After verifying study inclusion requirements, 45,176 participants were included in the analyses (mean age = 59.2 years), of which 3,873 (8.6%) participants achieved healthy aging. Study findings reveal that sedentary behaviors, particularly time spent watching television while seated, significantly worsened the odds of healthy aging by an average of 12% for every additional two hours spent in the activity. In contrast, LPA was associated with increased odds of healthy aging by a factor of 6% for every two hours of the behavior.
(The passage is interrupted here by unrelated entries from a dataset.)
PR #449, opened 2026-07-26
OSAC-2915: Add unit tests for template parameter pydantic validation

tzvatot:
## [OSAC-2915](https://redhat.atlassian.net/browse/OSAC-2915): Add unit tests for template parameter pydantic validation

**Jira:** [OSAC-2915](https://redhat.atlassian.net/browse/OSAC-2915)
**Related:** [OSAC-2816](https://redhat.atlassian.net/browse/OSAC-2816) (list/dict fix, merged in #430)

### Summary

Adds the first Python unit test suite for `find_template_roles.py` pydantic models. These tests parse real template role YAML through the pydantic models and verify `ProtobufAnyValue` serialization across the full type matrix, so that schema/data mismatches are caught by CI instead of silently dropping templates (as happened with [OSAC-2816](https://redhat.atlassian.net/browse/OSAC-2816)).

### Changes

- **`pyproject.toml`**: Added `pytest>=8.0.0` and `pytest-cov>=6.0.0` to dev dependency group
- **`tests/unit/`**: New unit test directory structure with conftest providing `roles_dir` fixture
- **`tests/unit/plugins/filter/test_find_template_roles.py`**: 55 unit tests covering:
  - `TemplateParameterDefinition` defaults for all types (str, int, float, bool, list, dict, None)
  - `TemplateParameter.from_definition()` type mapping and `ProtobufAnyValue` wrapping
  - `ProtobufAnyValue` serialization with `@type` alias
  - Real `osac.yaml` parsing for all template roles in the repo
  - `TypeMapping` completeness for Ansible string keys and Python built-in types
  - `Metadata` parsing for all `template_type` variants

### Testing

- **Unit tests:** 55 tests, all passing (0.18s)
- **Integration tests:** N/A (pure data model tests, no component interactions)
- **Run:** `uv run pytest tests/unit/ -v`

### Follow-up

- Add a `pytest` CI workflow step so these tests run on PRs (not in scope for this story)

### Acceptance Criteria

- [ ] AC-1: Unit tests that parse real template role YAML through pydantic models
- [ ] AC-2: Cover the full type matrix: str, int, float, bool, list, dict defaults
- [ ] AC-3: Verify all discovered templates produce valid ProtobufAnyValue serialization

## Summary by CodeRabbit

* **Tests**
  * Added unit and integration-style coverage for template parameter default handling across scalars, `list`/`dict` (including empty), and `None`.
  * Verified correct default-to-Type mapping, protobuf `Any` serialization (including `@type` presence), and proper validation errors for invalid defaults.
  * Added regression checks to ensure `list`/`dict` defaults are accepted and preserved, plus repository-backed OSAC role metadata assertions.

* **Chores**
  * Updated the development dependency configuration to include `pytest` and `pytest-cov`, formatted for clarity.


tests/conftest.py
```diff
@@ -0,0 +1,15 @@
+import sys
+from pathlib import Path
+
+sys.path.insert(
```
alosadagrande: Nit: `sys.path.insert` is fragile — if someone moves the filter plugin directory, this breaks silently. An alternative would be to set `PYTHONPATH` in `[tool.pytest.ini_options]` in `pyproject.toml`:

```toml
[tool.pytest.ini_options]
pythonpath = ["collections/ansible_collections/osac/service/plugins/filter"]
```

Not a blocker, just a suggestion for a cleaner approach.

pyproject.toml
```diff
@@ -22,7 +22,12 @@ dependencies = [
 ]
 
 [dependency-groups]
-development = ["ansible-lint>=25.2.1", "antsibull-changelog>=0.33.0"]
+development = [
+  "ansible-lint>=25.2.1",
+  "antsibull-changelog>=0.33.0",
```
alosadagrande, line 27: Minor inconsistency: the existing dev deps use `>=` (e.g., `ansible-lint>=25.2.1`) while pytest and pytest-cov are pinned with `==`. I'm fine either way, but it's worth being intentional — if pinning is preferred, consider pinning the others too for consistency, or use `>=` here to match the existing style.

tests/unit/plugins/filter/test_find_template_roles.py
```diff
@@ -0,0 +1,288 @@
...
+
+    def test_cluster_with_parameters(self, roles_dir):
+        metadata = _load_metadata(roles_dir, "ocp_4_20_ai_maas")
+        assert len(metadata.parameters) > 0
+        param_names = [p.name for p in metadata.parameters]
+        assert "hardware_profiles" in param_names
+        assert "external_models" in param_names
+
+    def test_validate_default_rejects_unsupported_type(self):
+        with pytest.raises(pydantic.ValidationError):
```
alosadagrande, line 282: Consider adding an explicit OSAC-2816 regression test that documents *why* this suite exists. Something like:

```python
def test_list_default_accepted_osac_2816_regression(self):
    """Regression: OSAC-2816 — list defaults were silently dropped."""
    defn = TemplateParameterDefinition(
        name="tags", title="Tags", description="Tags",
        type="list", required=False, default=["a", "b"],
    )
    param = TemplateParameter.from_definition(defn)
    assert param.default is not None
    assert param.default.value == ["a", "b"]
```

The current tests cover this implicitly through `test_collection_defaults`, but a named regression test makes the motivation discoverable for future contributors.

alosadagrande (commented):
Overall looks good — the `TestRealTemplateMetadata` parametrized test that parses all real `osac.yaml` files is the core value here and would have caught OSAC-2816. A few minor suggestions below, none are blockers.

tests/conftest.py
tzvatot: Replaced `sys.path.insert` with `pythonpath` in `[tool.pytest.ini_options]` and deleted the conftest. Done in 41609e1.

pyproject.toml
tzvatot: Switched to `>=` to match the existing style. The `==` pinning was from addressing a CodeRabbit comment, but consistency with the rest of the dev deps makes more sense. Done in 41609e1.

tests/unit/plugins/filter/test_find_template_roles.py
tzvatot: Added a `TestRegressions` class with explicit list and dict regression tests for OSAC-2816. Also added a dict variant since that was affected by the same bug. Done in 41609e1.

“Participants with longer television watching time were older, less educated, more likely to smoke or drink alcohol, more likely to have hypertension and high cholesterol, and more likely to have higher BMI and calorie intake and lower diet quality, compared with those who spent less time watching television”

Replacing television watching with any physical activity was observed to reverse the negative trend of the former on healthy aging, with the degree of benefit observed dependent on the intensity of physical activity pursued. Notably, replacing television watching with sleep produced similar benefits for individuals presenting less than seven hours of daily sleep.

These findings complement previous research calling for increased population-wide physical activity and reduced sedentary behaviors (prolonged television watching was observed to be the worst). Given that LPAs are more accessible to achieve than MVPAs for individuals (particularly those above the age of 50) unfamiliar with physical activity, this study may form the basis for future interventions targeting optimal health at older ages.